La chercheuse explique aussi que, parmi les raisons qui l’ont poussée à se tourner vers les programmes européens, a aussi compté « l’impression qu’étaient mises en place des politiques actives en faveur de l’égalité entre les sexes ». Une dimension importante pour celle qui témoigne avoir « vécu des expériences difficile à l’université ». « Même si ces programmes sont plus difficiles à obtenir, le fait de savoir que j’avais autant de chances qu’un homme et que la sélection prenait en compte l’équité m’a motivée », souligne-t-elle, évoquant « un choix délibéré ».

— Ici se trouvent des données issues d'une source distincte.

PR #8659, opened 2021-11-11
Store all currently displayed locations, not just the start location for EPUB progress

### LINKED ISSUE #8309: Investigate potential bug with progress/completion

rtibbles:
## Summary
* Stores all the locations currently being displayed on the screen, rather than just the starting location
* This means that all displayed locations count as visited
* Allows EPUBs to be completed
* Fixes display of Next and Previous buttons for RTL books

## References
Fixes #8309

## Reviewer guidance
If you read every page of an EPUB does it get marked as complete?

RTL reading still seems not to work, but I can't narrow down if it is due to our implementation of EPUB.js or the library itself.

----

## Testing checklist

## PR process

## Reviewer checklist

- PR is fully functional
- Documentation is updated

### DIFF
--- a/kolibri/plugins/epub_viewer/assets/src/views/EpubRendererIndex.vue
+++ b/kolibri/plugins/epub_viewer/assets/src/views/EpubRendererIndex.vue
@@ -101,7 +101,16 @@
         <div
           class="column epubjs-navigation"
         >
+          <NextButton
+            v-if="contentIsRtl"
+            v-show="!isAtEnd"
+            :color="navigationButtonColor"
+            :isRtl="contentIsRtl"
+            :style="{ backgroundColor }"
+            @goToNextPage="goToNextPage"
+          />
           <PreviousButton
+            v-else
             v-show="!isAtStart"
             :color="navigationButtonColor"
             :isRtl="contentIsRtl"
@@ -118,7 +127,16 @@
         <div
           class="column epubjs-navigation"
         >
+          <PreviousButton
+            v-if="contentIsRtl"
+            v-show="!isAtStart"
+            :color="navigationButtonColor"
+            :isRtl="contentIsRtl"
+            :style="{ backgroundColor }"
+            @goToPreviousPage="goToPreviousPage"
+          />
           <NextButton
+            v-else
             v-show="!isAtEnd"
             :color="navigationButtonColor"
             :isRtl="contentIsRtl"
--- a/kolibri/plugins/epub_viewer/assets/src/views/EpubRendererIndex.vue
+++ b/kolibri/plugins/epub_viewer/assets/src/views/EpubRendererIndex.vue
@@ -493,9 +493,11 @@
         }
       },
       storeVisitedPage(currentLocation) {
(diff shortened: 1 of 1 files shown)


sairina:
With an RTL epub, the short answer is, "no" - it does not get marked complete. However:
- The slider only goes up to 84%
- Any manual movement of the slider makes it so that the bar is fully done, but the number is still at "84%"
- The buttons (left and right) on the epub don't actually work once the slider is moved beyond the "84%

Screen Shot 2021-11-11 at 1 15 43 PM
- Here, on the Home page, the progress is actually (even though it was completely read and is at 84% in the renderer itself) quite low.
Screen Shot 2021-11-11 at 1 17 03 PM

marcellamaki (approved):
This looks good and I was able to see the completion modal pop up at the end of an EPUB.

kolibri/plugins/epub_viewer/assets/src/views/EpubRendererIndex.vue
```diff
@@ -118,7 +127,16 @@
...
+          <PreviousButton
+            v-if="contentIsRtl"
+            v-show="!isAtStart"
+            :color="navigationButtonColor"
+            :isRtl="contentIsRtl"
+            :style="{ backgroundColor }"
+            @goToPreviousPage="goToPreviousPage"
+          />
           <NextButton
+            v-else
```
indirectlylit, line 139: Non-blocking comment:

One subtle issue with this strategy is that it reverses tab order between RTL and LTR, which is generally not supposed to happen because tab order should be independent of text direction.

In the quiz page we work around this for the 'Next/Previous' buttons by dynamically changing the text direction `dir`:

https://github.com/learningequality/kolibri/blob/f6318032221d72c9e9e54d4f41285b357299acff/kolibri/plugins/learn/assets/src/views/ExamPage/index.vue#L46

https://github.com/learningequality/kolibri/blob/f6318032221d72c9e9e54d4f41285b357299acff/kolibri/plugins/learn/assets/src/views/ExamPage/index.vue#L271-L279

Another nice effect here is that the more important 'next' button gets focus _before_ the 'previous' button even though it visually appears "second".

| Visual / reading order | Tab focus order |
|--|--|
| Quiz questions, Previous, Next | Quiz questions, Next, Previous |

indirectlylit (commented):
comment on subtle text direction + tab order issue

kolibri/plugins/epub_viewer/assets/src/views/EpubRendererIndex.vue
rtibbles: True - would probably be a better fix. There is still some overall breakage of RTL epubs at the moment, so can fix this during that follow up.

La Commission européenne sera aussi chargée de proposer un cadre législatif, un texte attendu pour la mi-2026, qui « poserait des standards communs, notamment en termes de carrière » et serait légalement contraignant pour les États membre, explique Anna Grimault. La présidente de la Commission européenne, Ursula von der Leyen, a récemment évoqué cette réforme en cours, annonçant qu’elle serait l’occasion d’inscrire la liberté académique dans la loi européenne : une façon, pour elle, de mettre en avant les valeurs de l’Union européenne pour attirer les scientifiques, notamment ceux empêchés de mener leurs travaux par la nouvelle administration fédérale américaine de Donald Trump.